A quick way to create a UTM code to add to your URLs is by visiting https://ga-dev-tools.appspot.com/campaign-url-builder/ and follow the instructions.
(To reiterate, because this really will cause you headaches, always write the letter case of the labels as you see them in your Google Analytics account – lowercase “g” for “Google” and lowercase “o” for “organic”.)
I would recommend as a minimum you add UTM tracking codes to your Google My Business listings as clicks from these to your website should be counted as organic visitors, not direct as Google currently attributes them. Make sure you add it to other URLs on your listing other than the main website link, such as the link to your menu if you have one. This will give you greater clarity over how your Google My Business listing is used.
I need to make a public service announcement at this stage on behalf of all analytics professionals. Please, please do not add UTM codes to pages within your website. By doing this you will be corrupting the data in your Google Analytics account.

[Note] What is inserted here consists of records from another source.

PR #186, opened 2021-10-11
Update MuonTrackProducer_module.cc

lynnt20:
bug: producer was ignoring tracks in tpc1 if a track existed in tpc0. changed an `else if` statement to an `if`, 
apologies for all the little bugs!


pgreen135:
trigger build

PR #204, opened 2021-11-03
Set SimChannel module as simdrift in main backtracker service settings

wforeman:
Setting this in the main inherited "sbnd_backtrackerservice" parameters, so individual modules don't have to worry about setting it.


marcodeltutto (approved):
Thanks @wforeman! Sorry I missed this when migrating to the new larg4

pgreen135:
trigger build

pgreen135 (approved):
CI's look good. Approve

PR #207, opened 2021-11-08
Getting CRT to work with the new LArG4

### LINKED ISSUE #137: CRT Geometry in v02_00
With the new geometry `v02_00`, the number of CRT auxiliary detectors returned by the GeometryService is 0. This likely has to do with the fact that the `physvol` name doesn't start with `volAuxDet`.

To quickly verify this behavior, with `sbndcode` set up:
```
python
import SBNDservices as serv
geom = serv.ServiceManager('Geometry')
geom.NAuxDets()
```
This returns:
- `142` with `sbndcode v09_24_00` (geometry `v01_05`).
- `0` with `sbndcode v09_28_00` (geometry `v02_00`).

### LINKED ISSUE #143: CRT Compatibility with the Refactored LArG4
Pull request #134 marks the switch to the refactored LArG4. The CRT is excluded by the detsim stage because it needs an extra module to parse the new larg4 output.

ilepetic:
This PR contains changes to sbndcode to allow the CRT to work with the new LArG4. This includes changes to the CRT detsim module and geometry. The geometry is changed to create individual logical volumes for each CRT scintillating strip (AuxDetSensitives). The strips are combined into an array (AuxDet).

Before this code is merged into develop, two other PRs must be completed:
1. https://github.com/LArSoft/larcorealg/pull/23
2. https://github.com/LArSoft/larsim/pull/78

This PR closes #137 and closes #143.


marcodeltutto:
Thank you @ilepetic! I just tried running it too and works all fine! One thing I have notices is that we now have many more `sim::AuxDetHit` data products saved. I see about 2188 `sim::AuxDetHit` separate data products after the `g4` stage, this is one product for each CRT sensitive volume. Am I doing something wrong or is this expected? Thanks!

Also, now that we have the CRT running, we should add this in the cosmics in-time and dirt workflows, and make sure we can make CRT-filtered samples. I'll open a separate issue to address these.

ilepetic:
The separate data products for each AuxDetSensitive are expected.

ilepetic:
sim::AuxDetHits are not necessary after the G4 stage, so they are now dropped.

marcodeltutto (changes requested):
Hi @ilepetic, thanks again! All looks good to me. The only thing I noticed is that you have generated `sbnd_v02_00.gdml` and `sbnd_v02_00_nowires.gdml` but not the equivalent ones with the overburden. Could you please also run
```bash
preparseGDML sbnd_v02_00_base.gdml -w -S DefaultWithShielding -o sbnd_v02_00_withshielding.gdml
``` 
and commit the two files with the overburden too? Thanks!

I am a bit concerned with the fact that we now have >1000 separate data-products saved in the event, one for each CRT strip. M concern is not about the file size as we are now dropping them, but on the fact that this makes the files quite hard to navigate now. Parsing the output of `eventdump.fcl` is now very hard; even after the products are dropped, they are still listed with a `?` under product size. Maybe there is a way to completely get rid of them I am not aware of? @jzennamo @wesketchum.

@ilepetic my understanding is that this is unavoidable because the new larg4 makes separate instances for each `volAuxDetSensitive`, and we cannot assign the same name to all the CRTs `volAuxDetSensitive` of the same type as it was before, because LArSoft geometry expects different names. Is my understanding correct? If so, maybe in the future we can talk to the LArSoft team and see what we can do about this, maybe LArG4 could merge all the `AuxDetHits` collections before placing them into the `Event`, just a thought.

Thank you again!

ilepetic:
GDML files with shielding have been added.

@marcodeltutto, that is my understanding as well.

marcodeltutto (approved):

pgreen135:
trigger build

pgreen135:
@ilepetic see build failures above

pgreen135:
trigger build LArSoft/larcorealg#23 LArSoft/larsim#78

pgreen135:
@ilepetic now builds correctly (missed the dependencies before!), but there are some failures at the detsim stage:

`%MSG-s ArtException:  PostEndJob 11-Nov-2021 06:51:05 CST ModuleEndJob
62: ---- EventProcessorFailure BEGIN
63:   EventProcessor: an exception occurred during current event processing
64:   ---- ScheduleExecutionFailure BEGIN
65:     Path: ProcessingStopped.
66:     ---- ProductNotFound BEGIN
67:       Found zero products matching all selection criteria
68:         C++ type: std::vector<sim::AuxDetSimChannel>
69:         Module label: 'genericcrt'
70:         Product instance name: ''
71:         Process name: (empty)The above exception was thrown while processing module sbndcode/CRT/CRTDetSim/crt run: 1 subRun: 0 event: 1
72:     ---- ProductNotFound END
73:     Exception going through path simulate
74:   ---- ScheduleExecutionFailure END
75: ---- EventProcessorFailure END
76: %MSG`

henrylay97:
Due to the nature of this PR we've triggered CI builds to use the sequential testing method (i.e. running all stages back to back rather than using old references as the inputs for each stage. These tests are not useful for showing product size differences but should prove end to end workflow (as the detsim error shows above). I'll post their results here when ready :)

henrylay97:
Sorry for the delay folks, weren't quite finished when I clocked off yesterday. All looks good from a sequential point of view (all stages run smoothly back-to-back (to and including reco2). Can find the builds here for [e20:prof](https://dbweb8.fnal.gov:8443/LarCI/app/ns:sbnd/build_detail/phase_details?build_id=sbnd_ci/7813&platform=Linux%203.10.0-1160.31.1.el7.x86_64&phase=ci_tests&buildtype=slf7%20e20:prof) and for [c7:prof](https://dbweb8.fnal.gov:8443/LarCI/app/ns:sbnd/build_detail/phase_details?build_id=sbnd_ci/7812&platform=Linux%203.10.0-1160.31.1.el7.x86_64&phase=ci_tests&buildtype=slf7%20c7:prof). 

The only issue these threw up were in memory or cpu usage, and that seems to be a calibration issue for the sequential tests. I ran an equivalent test against develop (which you can find [here](https://dbweb9.fnal.gov:8443/TestCI/app/ns:SBND/build_detail/phase_details?build_id=sbnd_ci/7822&platform=Linux%203.10.0-1160.31.1.el7.x86_64&phase=ci_tests&buildtype=slf7%20e20:prof) and it threw up the same results.

So from a CI point of view things things look pretty good. As long as we can confirm that the g4 product changes and the fcl file changes in the original non-sequential [e20 build](https://dbweb8.fnal.gov:8443/LarCI/app/ns:SBND/build_detail/phase_details?build_id=sbnd_ci/7807&platform=Linux%203.10.0-1160.31.1.el7.x86_64&phase=ci_tests&buildtype=slf7%20e20:prof) are to be expected (and they look as expected to me) then we're clear. 

I am in agreement with Marco that if there is anyway of cleaning up the product list from these ~1000 data products that would be extremely helpful when debugging!

pgreen135:
thanks @henrylay97, the g4 and fhicl changes make sense. I echo the comments that we should find a way to condense these `AuxDetHits` data products, the output from the g4 CI is difficult to read as there are so many of these.

pgreen135 (approved):

marcodeltutto:
Thanks @henrylay97 @pgreen135! After chatting with Ivan and Joseph, a separate issue will be opened to address the number of data products.

jzennamo:
trigger build

marcodeltutto:
I updated the GDML geometry to use only one physical volume for all the strips of the same type (so one physical volume for Y strips, one for X, and so on). This fixes #217.

pgreen135:
trigger build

If a visitor lands on your website through organic search and then clicks on a URL on your website with a UTM code on it, their information will then be changed for the rest of their journey through the site. If their visit leads to a conversion you may not be able to attribute it back to the true channel that prompted that traffic.
UTM codes will only affect traffic that has clicked on the link with the UTM code on it. Therefore, it will not affect data that visited your site through that link before there was a UTM code.
To have a successful marketing campaign you need to understand how your audience is interacting with your brand and a core component of that is trustworthy data. Google Analytics is a valuable source of this data but it is imperative that you work to clean up as much “dark traffic” as possible to ensure your budgets and efforts are being allocated to your most profitable campaigns.